Major technology companies including Microsoft (MSFT, Financial), Meta (META), Google parent Alphabet (GOOGL), and Amazon (AMZN) are set to make record capital expenditures exceeding $200 billion this year, with plans to increase those investments next year. These tech giants aim to convince Wall Street that their substantial investments in artificial intelligence (AI) will eventually become more profitable than their current businesses, which include digital advertising, goods, and software sales.

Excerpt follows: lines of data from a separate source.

Issue #152, opened 2018-10-02
Feature Request: Show more than one day of appointments


FoolishExcalibur:
I was wondering if there was a possibility to show more than one day worth of appointments in the app. window? Like you wouldn't need to go to the next day to see what kind of appointment it is but rather have a bunch listed from the beginning?

lfos:
This is not currently possible. Sounds like a useful feature, though.

FoolishExcalibur:
The only currently to me known method to do so is by appending -d*insert high number* 
It shouldnt be all too difficult to implement it.

Ierezell:
@FoolishExcalibur Yes right now you can do it in CLI but I was thinking the same as you....
Please, could it be possible to list all the appointement in the appointment window (or at least all for the month or week) ? 

Btw, great job it's really a nice program to use !

lhca:
I am looking into this and have a prototype mostly working that diplays a week at a time.

Anyone willing to try it out and provide feedback? I will make it available as a branch in the cloned project https://github.com/lhca/calcurse. You will have to build from source. We can discuss which base to use.

koreymacdougall:
@lhca - I'd be interested in trying this out.  I looked quickly through your branches but couldn't find the commit/changes.  Is it currently up?

lhca:
@koreymacdougall - It's not there yet because it's not quite ready. When it is, I will have to port it from my own private branch (not public) to one that is accessible, either pu or master? Have you any preferences?

koreymacdougall:
@lhca - it wouldn't make any difference to me which branch it's on.  I'd be testing it as an isolated source build, away from a system install, so it wouldn't conflict with the mainline master, if that's what you're thinking about.  

I'm really interested to see your implementation.  I've been meaning to write this patch myself for awhile, but haven't had the time.  Glad to see someone making progress on it!

lhca:
@koreymacdougall - Here it is https://github.com/lhca/calcurse/tree/multiple-days (based on pu).

Basically, seven days are loaded into the appointments panel instead of just one. Hopefully, it's intuitively clear how to proceed from there.

[...]

PR #193, opened 2019-03-05
Multiple days in the appointments panel

lhca:
This has been WIP for a couple of months, but has been cleaned up and rearranged for this PR. The base branch is therefore not the previous one of the same name.

Design considerations are in the commit log messages, particularly

- Multiple days in the appointments panel
- Multiple days: Redesign of selected-item implementation for the APP panel
- Multiple days: calendar display
- Multiple days: selected day derived from selected item

There are three new user configuration settings in general options:

- multipledays: number of days (1..21) to display in the appointments panel, default seven
- dayseparator: lines between days in the appointments panel, default two
- emptyline: insert an empty line after each appointment, default true

The first one should be obvious; set it so that the days (on average) fill the entire panel. There is nothing gained from loading more days than can be displayed. Up/down movement in the panel works across days with new days loaded as needed. Insert, delete, edit etc work for the selected day/item. The selected day in the calendar changes with movements and other operations in the panel.

The second one can be set to 0, 1 or 2 to separate the days clearly or squeeze as many as possible into the panel.

The third one is for backward compatibility: appointments used to consist of three lines, the last one always empty to separate it from the following appointment. You can leave the empty line out and squeeze even more lines into the panel.

There are some changes in the calendar as well. The week number used to be the week of the day in the appointments panel. With multiple days it makes more sense to display week numbers for the entire month in a column to the left. Also, dates are shown for overlapping parts of the first and last week of the month. The day number (in the year) of the selected day has replaced the old week number.

At first I thought that the range of days currently loaded should be indicated in the calendar with brackets ([...]). This turned out to be not useful and a bit confusing and was dropped. What remained, though, was the square brackets to indicate the currently selected day. This has the additional benefit compared to the previously highlighted date that it does not obscure the colour of the date.

The selected day can still be explicitly set in the calendar, and all move commands work as before (t, T, w, W, ...), but as mentioned above the selected day is now automatically set from operations in the appointments panel. In this way the selected day, which is tied to the calendar, plays a less prominent part than before.

Hopefully it is intuitively clear how to proceed - it is still the old calcurse look-and-feel.


lhca:
I have further covered my tracks by squashing three fixups into an existing commit thus reducing the number of commits to 15.

Two commits are not directly concerned with multiple days, but adress issues in the basic scrollwindow/listbox code.

src/calcurse.c
```diff
@@ -48,18 +48,13 @@ int count, reg;
  */
 static void do_storage(int day_changed)
 {
+	/* * Save the selected item before rebuilding the day vector. */
```
lfos: Does this extra `*` have any purpose? Also, I see why you moved that comment there but it is now less prominent than it was before.

src/utils.c
```diff
@@ -672,6 +672,12 @@ time_t get_today(void)
 	return date2sec(day, 0, 0);
 }
 
+/* Returns the beginning of the selected day in the calendar. */
+time_t get_slctd_day(void)
+{
+	return date2sec(*ui_calendar_get_slctd_day(), 0, 0);
+}
+
```
lfos: Not sure whether I like that. The idea was to have all functions directly accessing UI properties named with a `ui_` prefix. I agree that `ui_calendar_get_slctd_day_sec()` might not have been the best name but the new one is inconsistent with the remaining naming. I also believe it belongs to some of the UI units and not to the general utility functions...

Talking about naming: is there any reason the subject line of this commit starts with `Multiple days`? I don't see how this is related to the multiple days feature. You might have done it as a preparatory cleanup to that series but I think it might cause confusion instead of adding value for future readers of the commit history...

src/ui-day.c
```diff
@@ -693,9 +682,11 @@ void ui_day_item_add(void)
 			item.ev = event_new(item_mesg, 0L, start, 1);
 		}
 		io_set_modified();
-		day_store_items(get_slctd_day(), 1, day_get_nb());
-		ui_day_load_items();
-		ui_day_set_selitem_by_aptev_ptr(item);
+		/* Set the selected APP item. */
+		struct day_item d = empty_day;
+		d.order = start;
+		d.item =item;
```
lfos: Nit: missing whitespace.

src/day.c
```diff
@@ -734,26 +734,32 @@ int day_paste_item(struct day_item *p, time_t date)
...
+		p = VECTOR_NTH(&day_items, i);
+		/* Same day and item? */
+		if (p->order == order && p->item.apt == item.apt)
+			return i;
+	}
+	VECTOR_FOREACH(&day_items, i) {
+		p = VECTOR_NTH(&day_items, i);
+		/* Same item? */
+		if (p->item.apt == item.apt)
+			return i;
```
lfos: I found this confusing and reading the commit message or the comments did not help. What is the purpose of the new `order` argument? What does this double search do? Without reading the remaining code in detail: I guess the first loop tries to find an occurrence on the current day? But then, what does the other loop do? What exactly is the (new?) purpose of this function?

Also, again I think we can skip the `Multiple days` from the commit message. It makes it overly long and does not add any value.

lfos:
There seem to be a couple of failing tests on this PR. Did you already check whether they are actually related to the changes introduced by this patch set?

src/calcurse.c
lhca: This was corrected by commit https://github.com/lfos/calcurse/pull/193/commits/7a137e98a8696eb9dd11cfe756a2cd996de3085b.

src/day.c
lhca: Re `order`: see commit log message https://github.com/lfos/calcurse/pull/193/commits/be8a363208ab7fc09644c628e43255b6eeb167ed.

src/utils.c
lhca: I see your point about `ui_`. I treated the selected day like the current day. After all, the two variables

`static struct date today, slctd_day;`

live side by side in `ui-calendar.c`. Would you prefer `ui_get_slctd_day()`? in `ui_calendar.c`?

lhca:
The failing tests _are_ related to the PR. I am working on them.

General comments to your reviews above.

- I _did_ make an effort to make everything ready for review, but do you expect every code line to remain unchanged once introduced?
- the GitHub interface is not very helpful in showing which commit is being reviewed
- the `Multiple days` in the subject line of the commits is simply to show that they were submitted as a whole; a few were inserted as part of the cleanup; I'll remove them (and any other) again if you like

lfos:
> * I _did_ make an effort to make everything ready for review, but do you expect every code line to remain unchanged once introduced?

That would be optimal but not strictly necessary. A compromise is fine if the additional effort in cleaning up the last couple of lines clearly exceeds the benefits.

> * the `Multiple days` in the subject line of the commits is simply to show that they were submitted as a whole; a few were inserted as part of the cleanup; I'll remove them (and any other) again if you like

The purpose of commit messages is not (only) to explain the series to a reviewer of the patch series. The main purpose is to help a future reader of the commit history understand why the change was made.

I did also test the new UI in practice and have a couple of comments that I will share later (either today or after the upcoming weekend).

lfos:
My promised first impressions on the UI experience: it is certainly great to be able to view more than a day. I have a very large display with a rather small font and I usually have enough space to display ~1 week of appointments in the panel.

Sometimes, I found the new appointment and calendar panels quite confusing and often found it hard to keep track of which day I am currently viewing. Now, the fact that I am used to the "old" interface after using it for many years certainly contributes to that confusion. But still, even when trying to be very objective, I found the new interface much less clear. Do not take this as me rejecting the idea: I like it in general and we will probably have compromise simplicity when adding powerful features to the UI.

I think one of the factors might be that the separation between different days is not clear enough. The vertical space is configurable but that might not be enough. For example, there is a horizontal separator (line) if you have events and appointments on the same day. For me, that line is a much stronger visual separation than a space of, say, three lines. Thus, if you have multiple days with mixed events and appointments, the visual separation hierarchy is not in line with the actual logical hierarchy. Give it a try and let me know whether or not you agree.

Another point is that the current day might be in the middle of the screen. I would probably find it easier to keep track of the currently selected day if it were always on top, even though that would mean less flexibility and remove the possibility the view all events of the past week.

Let me know what you think.

lhca:
In general, I don't share your concerns, but then I am biased and would have done something about them if I had. You address two issues: separation of the days in the appointments panel, and keeping track of the selected day (for clarity: by "current day" I understand "today").

Both bring up a basic principle of the calcurse user interface, namely the use of highlighted text to guide the user's attention. The calcurse screen has three graphical levels: background, fixed foreground text (parts of which may be coloured or highlighted) and selectable foreground text. By the latter I mean foreground text that becomes highlighted as a result of user interaction (`TAB`-ing among the three panels or moving up/down in the appointments or todo list). The selectable foreground text "moves" attention from one part of the screen to another. To work well these three levels should be clearly distinguishable on the screen, in particular the highlighting should be clear. This may be trivial, but it is important that it works well.

Now to the separation of days. On my screen the highlighted day headings are prominent and draw the attention much more than any event separator. They are the only highlighted parts of the panel when it is not in focus. When the panel gets the focus (by `TAB`-ing) the currently selected item becomes highlighted and is easily spotted. Nothing new here. In particular, if the dayheading position is set "to the right", the selected item is the only highlighted part of the left part of the panel. I have no difficulty in picking out the agenda of each day, even when the empty lines between days are left out. But it would not be difficult to mark the day separation with a horisontal line.

And to the selected day. It has a much less prominant part to play now. Much more important is _the selected item_ (event/appointment) which indirectly determines the selected day. You operate on items (viewing, inserting, deleting, changing, moving them), not on days. You don't have to select a new day in order to operate on another item, you just scroll up or down in the appointments panel (unless it is far removed in time from the selected one in which case you do as previously and go to a new day). The calendar shows the context of the appointments panel, e.g. which day holds the selected item (and therefore is the selected day).

These are mostly personal impressions and opinions, and it would be most interesting to have other views expressed.

lhca:
> Another point is that the current day might be in the middle of the screen. I would probably find it easier to keep track of the currently selected day if it were always on top, even though that would mean less flexibility and remove the possibility the view all events of the past week.

That would go against the listbox concept, scrolling up and down a fixed list until you reach top or bottom. But all the movement commands (t, T, m, M, etc) and the arrow keys in the calendar bring the selected day to the top of the list.

src/day.c
lhca: > I found this confusing and reading the commit message or the comments did not help. What is the purpose of the new `order` argument? What does this double search do? Without reading the remaining code in detail: I guess the first loop tries to find an occurrence on the current day? But then, what does the other loop do? What exactly is the (new?) purpose of this function?

I'm not satisfied with this myself, and the comment is of the sort I try to avoid: saying what the code itself says.

The problem of setting the selected item correctly in the `day_items` vector (appointments list), when the vector/list is rebuilt, existed before. I changed the solution in commit https://github.com/lfos/calcurse/pull/193/commits/dd6a2a305091216a95b9cf65f303a929b0421d9b, but am no longer sure I like the way it was changed. I am going to look it over and update the PR as appropriate.

lhca:
I have reduced the number of commits further to ten and reshuffled them, hopefully making them more reviewable. The first four are preparatory and may be used in their own right without the last six, which contain the multiple days implementation.

The first two are concerned with the scrollwindow/listbox concepts. The first addresses an old issue in scrollwindows and is not required by the last six, the second is a follow-up for listboxes and _is_ required. See the commit messages.

The next two are minor corrections and _are_ required for the last six.

The multiple days feature is contained in the last six commits. There has been some refactoring and squashing, but the code is unchanged. There are new commit messages in several of them.

src/day.c
lhca: I rewrote it partly. See 4a19b95 and the commit message which has a comparison with "single day" calcurse and explains the differences.

lfos:
Thanks for continuing your work on this. Despite me not being very active on this PR lately, I would love to see this merged and I think we should make it the main focus of our next feature release.

I mentioned that I found the new UI experience to be not optimal. Playing around with it a bit more, I realized that one big thing that contributes to this is that it seems like the calendar panel can now be used to move in the calendar. But this is only true for a very limited range. Something I might be more comfortable with is a "sliding window", where the displayed days are changed once you reach the start/end of the list. We can discuss on what start/end means but something like not being able to go further down than the third-to-last day (same at the start of the list) might make sense. What do you think?

Also, we should not solely rely on colors to structure the output; calcurse has a monochrome mode where everything is black and white. It is probably not used very often but we should keep it as functional as we can if it does not cause any harm.

lhca:
> I mentioned that I found the new UI experience to be not optimal. Playing around with it a bit more, I realized that one big thing that contributes to this is that it seems like the calendar panel can now be used to move in the calendar.

[I assume that you mean "appointments panel", not "calendar panel".]

That is precisely the point of commit c8c3715. I quote the commit message: _This commit draws the full consequence: the selected day in the calendar is always (set to) the day of the selected item in the APP panel_.

> But this is only true for a very limited range.

???

> Something I might be more comfortable with is a "sliding window", where the displayed days are changed once you reach the start/end of the list.

??? But that's how it works already (or is supposed to work) as descibed in 55afa1b, "APP panel scrolling".

lfos:
I did not realize that! Maybe it is because scrolling only starts once you go "past" the last item. Can that be configured such that scrolling starts earlier? I also still don't like the visual separation, especially with the color scheme I would like to use. Maybe it would help to make it possible to use different colors for the heading and the current selection. But that can be added later. Will review the patches in detail now.

lfos:
One other thing is that the new list box implementation no longer behaves nicely when resizing windows. To demonstrate what I mean, start with an empty TODO list and add items 1 to 9 with item i having priority i (i.e. item 1 will be at the top of the list and item 9 at the bottom). Then select item 9. Resize the window such that only one item fits in the displyaed part of the list box. As before, the new implementation keeps the selected item in the displayed area. If you resize the window back to its original size (where all items are displayed), however, the list now keeps showing a single item only vs. restoring the full list in the previous implementation.

lhca:
> I did not realize that!  Maybe it is because scrolling only starts once you go "past" the last item.

Or maybe it's because you know too much ;-) An unsuspecting user would just press the down/up key.

> Can that be configured such that scrolling starts earlier?

Not easily.  It's a bit more complicated than it may look. If the range of days does not fit in the panel, the scrollling is just listbox scrolling. When you reach the last item in the list and press the down key, the move fails. This is detected, the range of days is adjusted and loaded, and the selection moved the beginning of the last day.

> I also still don't like the visual separation, especially with the color scheme I would like to use. Maybe it would help to make it possible to use different colors for the heading and the current selection. But that can be added later.

Notice that the separator between events and appointments has been shortened to leave a distance to the border. To make it less conspicuous it could be shortened further so that the beginning is aligned with the text above and below?

lhca:
> One other thing is that the new list box implementation no longer behaves nicely when resizing windows.

Interesting. Easily reproduced, also in the appointments panel (select the last item and resize twice).
The problem is in the scrollwindow when new contents are loaded or _when the window changes size_. In both cases the viewport (onto the pad) must be adjusted, in the first case because the number of pad lines changes (and the pad offset may change), in the second case because the pad offset changes (while the number of pad lines is unchanged).

I have fixed the bug by adding a call of `wins_scrollwin_set_pad()` to `wins_scrollwin_resize()`. This is the equivalent of the line `sw->line_num = sw->line_off = 0;` in `wins_scrollwin_init()` just above.

The fix has been incorporated in the first commit ("Scrollwindow pad improvement") of the series, and uploaded.

lfos:
Awesome, seems to work fine now! Some other things I noticed:

1. You changed the (meaning of) the colors in the calendar panel. Is there a specific reason for that? I know that the selected day now has a different marker. But why did you change the colors for the other indicators?
2. Having the week numbers next to the individual weeks is great but I think they are too close and easy to confuse with the numbers used for the days. I guess you will argue, again, that there are different colors but that is not enough distinction for my taste. I guess using (only) colors to structure output just doesn't work for me as well as it does for you.

lhca:
> You changed the (meaning of) the colors in the calendar panel. Is there a specific reason for that?

Oops. That was not on purpose. Part of a change in my personal version of calcurse crept in. I have added the missing part, which simplifies the colour code handling a little bit, and uploaded it (commit "Calendar display").

>  I know that the selected day now has a different marker.

The square brackets came about by chance. Originally I thought that the range of days in the appointments panel should be shown in the calendar, and used the brackets for that purpose. It turned out to be not very useful and rather distracting. The user's primary attention should be on the appointments panel and the selected _item_, not on the calendar panel and the selected _day_. And once you have settled on the number of days to load, the range of days is no longer of much importance, because the appointments panel works like an endless listbox in both directions. So I dropped the range from the calendar, but kept the brackets around the selected day. It has the advantage of not obscuring the day colour.

> Having the week numbers next to the individual weeks is great but I think they are too close and easy to confuse with the numbers used for the days.

That was also my first thought. Now I rather prefer the compact format, like a small table with row and column headings. Give it a try.

lfos:
Tried it for a while. Then I increased `weekw` from 2 to 3 which I like much better. Even if you say the leftmost column is a row heading, I think the columns (including the heading) should be evenly spaced.

Another thing that is irritating me is that days of the previous/next month are now included in the calendar view. There is really a lot of details being changed in this PR... I am not opposed to adding those days but would really prefer to have a visual distinction. Can we somehow "silence" all numbers not belonging to the current month? Gray instead of white?

lhca:
> Tried it for a while. Then I increased `weekw` from 2 to 3 which I like much better.

So do I. Distracted by other things, I never got back to it. I'll update the PR.

> I am not opposed to adding those days but would really prefer to have a visual distinction.

So would I, but I cannot think of a way that works.

lfos:
Additional comments:

* I think editing `general.multipledays` in the configuration menu should yield a prompt (just like `general.periodicsave`). Having to press the edit key 20 times to decrease the value is super annoying.
* Note that when setting `general.multipledays` to `1` to restore the original behavior (no multi-day display), empty days are now marked with the `(none)` marker. I don't think this is necessarily a bad thing; it is at least consistent. But it might confuse users unaware of the multi-day setting. We probably want to make multi-day the default in the future, though, so it should be all fine.
* Some of the commits need better subject lines. You should be able to tell (very roughly) what a commit does by just reading that single line. At least for the `Calendar display` patch, this is certainly not possible. Optimally, you should also try to stick to our commit message guidelines [1], use imperative tense of the subject line and proper formatting. I won't be too strict about that, it is just a general note!

[1] https://github.com/lfos/calcurse/blob/pu/doc/submitting-patches.txt#L103

src/utils.c
lfos: Yes, `ui_get_slctd_day()` sounds good.

src/calcurse.c
```diff
@@ -143,7 +143,7 @@ static inline void key_add_item(void)
 
 static inline void key_edit_item(void)
 {
-	if (wins_slctd() == APP) {
+	if (wins_slctd() == APP && !event_dummy()) {
```
lfos: This does not look right. And it does not work. This commits allows you to edit the description of a dummy item (which makes calcurse crash). You probably meant `ui_day_dummy()` here?

src/ui-day.c
```diff
@@ -39,44 +39,35 @@
...
+void ui_day_find_sel(void)
 {
-	return update_time_in_date(ui_day_selitem()->order, 0, 0);
-}
-
-/*
- * Return true if the selected APP item is the dummy event.
- */
-int ui_day_dummy(void)
-{
```
lfos: Huh? Why are you introducing `ui_day_dummy()` only to remove it in a follow-up commit? I guess we want to keep this function and use it instead of the faulty event_dummy() calls I commented on.

src/calcurse.c
```diff
@@ -154,7 +154,7 @@ static inline void key_add_item(void)
 
 static inline void key_edit_item(void)
 {
-	if (wins_slctd() == APP && !event_dummy()) {
+	if (wins_slctd() == APP && !event_dummy(ui_day_get_sel())) {
```
lfos: Huh? This looks like a bug fix to me that should not belong in this commit. It should be part of the commit that introduced the faulty code. In fact, I would prefer keeping `ui_day_dummy()` and using it already in the first commit that introduced `event_dummy()` here. This should allow us to get rid of all the stray bug fixes.

src/ui-day.c
```diff
@@ -39,44 +39,35 @@
...
+	int n;
 
-	return d ? d->start == DUMMY : 0;
-}
-
-void ui_day_set_selitem_by_aptev_ptr(union aptev_ptr p)
-{
-	int n = day_get_position_by_aptev_ptr(p);
-	if (n >= 0)
+	if ((n = day_sel_index()) != -1);
```
lfos: This looks suspicious. Are you sure you want that semicolon?

lhca:
> I also still don't like the visual separation, especially with the color scheme I would like to use. Maybe it would help to make it possible to use different colors for the heading and the current selection.

Another possibility would be to make the DAY_SEPARATOR visible. At present it is invisible with a configurable height of 0, 1 or 2 lines. It could be drawn horisontally from border to border with any character (ACS_HLINE, ACS_BULLET, '=', ...) and possibly highlighted?

Or the EVENT_SEPARATOR could be made less conspicuous by replacing the character ACS_HLINE with `'-'` or ACS_BULLET?

lfos:
> Another possibility would be to make the DAY_SEPARATOR visible. At present it is invisible with a configurable height of 0, 1 or 2 lines. It could be drawn horisontally from border to border with any character (ACS_HLINE, ACS_BULLET, '=', ...) and possibly highlighted?
> 
> Or the EVENT_SEPARATOR could be made less conspicuous by replacing the character ACS_HLINE with `'-'` or ACS_BULLET?

I would try using `ACS_HLINE` to separate days and an empty line to separate events from appintments within the same day.

src/calcurse.c
lhca: Why I you reviewing commits that were long since replaced? This and your two previous comments concern outdated sources. Please take the commits of 17 March as the starting point.

lfos: Most likely because I am not using GitHub review in the way I should. That's what GitHub gave me when clicking on the commit summary of this PR.

The very same issues are still there in the most recent version of the PR, aren't they?

src/ui-day.c
lhca: A genuine bug. Corrected in next upload.

src/calcurse.c
lhca: No!

lhca:
> I would try using `ACS_HLINE` to separate days and an empty line to separate events from appintments within the same day.

I have uploaded a correction to that effect and until further kept it in a separate commit.

src/calcurse.c
lhca: See below.

src/ui-day.c
lhca: See below.

src/calcurse.c
lhca: _In answer to this and the two previous comments_:

The function `ui_day_dummy()` was introduced from the start. Its purpose was to tell whether the selected item (in the appointments panel) is the dummy event; it had no arguments. Later it got a single one, as a need turned up for testing any item, not just the selected one. This argument is needed in my private version only (where development takes place), but can be left out of the GitHub version. Still later the function was renamed to `event_dummy(struct day_item *)` and moved from `ui-day.c` to `event.c` where the external variable `struct event dummy` is declared.

During the process of rebasing and squashing commits before upload, conflicts of course turned up that had to be fixed. When commits are reordered in interactive rebasing, function name changes are a particularly nasty business. I can no longer recall what happened or what I did, but `ui_day_dummy()` should have disappeared completely. In stead it survived in commit 7cba46d without being called and was removed in the following cf86e9e; `event_dummy()` was defined as `int event_dummy(struct day_item *item) {...}`, but called without argument; the forward declaration in `calcurse.h` was `int event_dummy();`. The code compiles, and I must have assumed that everything was OK. The same state remained in the following commit cf86e9e, before being corrected in 7c6488d.

I propose the following:

1. `ui_day_dummy()` is removed.
2. The `event_dummy()` function keeps its argument (it may come in handy), and the declaration in `calcurse.h` is corrected.
3. The faulty calls of `event_dummy()` are corrected.

lfos: I agree with your analysis and your suggestion. Keeping the version with an argument seems to make sense, particularly when you say there are other patches needing this (that you may or may not want to merge later).

lfos:
Awesome! I really like the new UI epxerience, especially with `appearance.dayseparator = 1`. I think this is fairly close to being ready for `pu`.

Two minor things:

* It is pretty counterintuitive that the separator magically disappears *and* the former separator magically appears with `appearance.dayseparator = 0`, though. Suggestions: Drop the option to set `appearance.dayseparator = 2` (does not make sense to allow spacing of 1 or 2 lines if we do not make it fully configurable). Then make `appearance.dayseparator` a Boolean option that switches between day separator and event/appointment separator.
* I don't think we should have a day separator after the last day. We also hide the event/appointment separator if one of the lists is empty.

And two remarks from earlier still apply:

* The `appearance.dayseparator` should be configurable with a prompt, just like `appearance.dayseparator`. Having to press the edit key 20 times just to decrease the value by 1 is pretty annoying.
* The subject lines of some of the commit messages are not very meaningful. `Calendar display` does not tell us much. Maybe at least go with `Refactor calendar display code`. I can also change the commit message when merging this series if you prefer that!

lhca:
> Awesome! I really like the new UI epxerience, especially with `appearance.dayseparator = 1`. I think this is fairly close to being ready for `pu`.
>

The patch wasn't meant to be the final implementation, just an easy way of getting your opinion. I'm glad you like it.

So the visible day separator is definitely in. Should it be highlighted as the day heading? Probably not.
 
> Two minor things:
> 
>  It is pretty counterintuitive that the separator magically disappears _and_ the former separator magically appears with `appearance.dayseparator = 0`.

??? appearance.dayseparator is the number of lines of the separator (the height). Only the last of those have a visible, horisontal line drawn. With height set to zero there can be no visible (or empty) line. So how could it appear again? The empty line you see above the day heading is probably the empty line after the last entry of the day (either event or appointment). Do you have `appearance.emptyline = yes`? The background for that is in the commit message ee89de0.

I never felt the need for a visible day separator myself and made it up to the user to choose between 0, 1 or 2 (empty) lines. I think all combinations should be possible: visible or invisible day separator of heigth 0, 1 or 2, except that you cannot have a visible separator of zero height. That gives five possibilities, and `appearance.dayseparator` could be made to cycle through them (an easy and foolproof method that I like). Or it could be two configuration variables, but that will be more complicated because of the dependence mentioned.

Third-quarter financial reports revealed that despite returns not yet justifying the massive investments, these companies remain committed to betting heavily on AI, with plans to further expand spending next year. Bloomberg reported that capital spending by these leading internet and software companies will surpass previous records, and executives have warned investors of continued significant investments in the coming year.
The Silicon Valley powerhouses are investing heavily in AI to secure scarce high-end chips and build large data centers essential for AI technology. These resources are vital as the global AI boom demands substantial costs and resources. The companies are also striving to assure Wall Street that these massive investments will yield better returns than their existing operations.
During an earnings call, Meta CEO Mark Zuckerberg expressed commitment to investing in AI language models, aiming to make them core to future operations. He highlighted new opportunities to accelerate core businesses with AI advancements, expecting high returns on investment in coming years. Similarly, Amazon CEO Andy Jass described AI as a "once-in-a-lifetime opportunity," confident that their efforts will lead to significant revenue growth and free cash flow over time.
Despite substantial AI-related expenditures, stock performances varied among these giants. Alphabet and Amazon stocks rose after their earnings reports, with Alphabet gaining nearly 3% and Amazon over 6%. However, Microsoft and Meta saw decreases of over 6% and 4%, respectively. Analysts attributed this to strong cloud computing growth benefiting Alphabet and Amazon, while Microsoft's cloud growth outlook was less promising, and Meta's spending plans caused market unease.
Microsoft's Azure cloud business showed slowed revenue growth in Q3, expected to slow further in Q4, primarily due to the company’s inability to launch new AI servers as quickly as anticipated, rather than a lack of customer demand. Analysts are optimistic about Microsoft's long-term prospects, considering its significant investments, particularly its stake in OpenAI.
Meta's spending remains a concern for Wall Street, as investors await returns on its substantial AI bets. CEO Mark Zuckerberg stated that AI investments are improving Facebook and Instagram's ad sales, despite Reality Labs incurring significant losses. Some analysts believe that patience will eventually be rewarded as these investments start paying off.
Unlike its peers, Apple (AAPL) has been less affected by recent AI product launches, with its Q3 performance showing minimal impact due to its AI system, Apple Intelligence.
Overall, tech giants have shown some positive growth in conversational AI services, but returns have not yet met expectations, and growth is still limited by expenditures in other areas. Shareholders may need to wait longer to see definitive returns on these AI investments.